_REQUIRED WORK_
Scan the following material for the string "opener" and copy each line in which it appears.

_GIVEN INFORMATION_
PR #1877, opened 2023-10-24
Move RHS opener to GraphQL

crspeller:
Migrates the RHS opener logic to GraphQL to reduce the overhead of fetching all the runs on the team. We where fetching all the data on each run when all we really needed was if there was an active run in the channel.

_OUTPUT FOR THIS EXERCISE_
Move RHS opener to GraphQL
Migrates the RHS opener logic to GraphQL to reduce the overhead of fetching all the runs on the team. We where fetching all the data on each run when all we really needed was if there was an active run in the channel.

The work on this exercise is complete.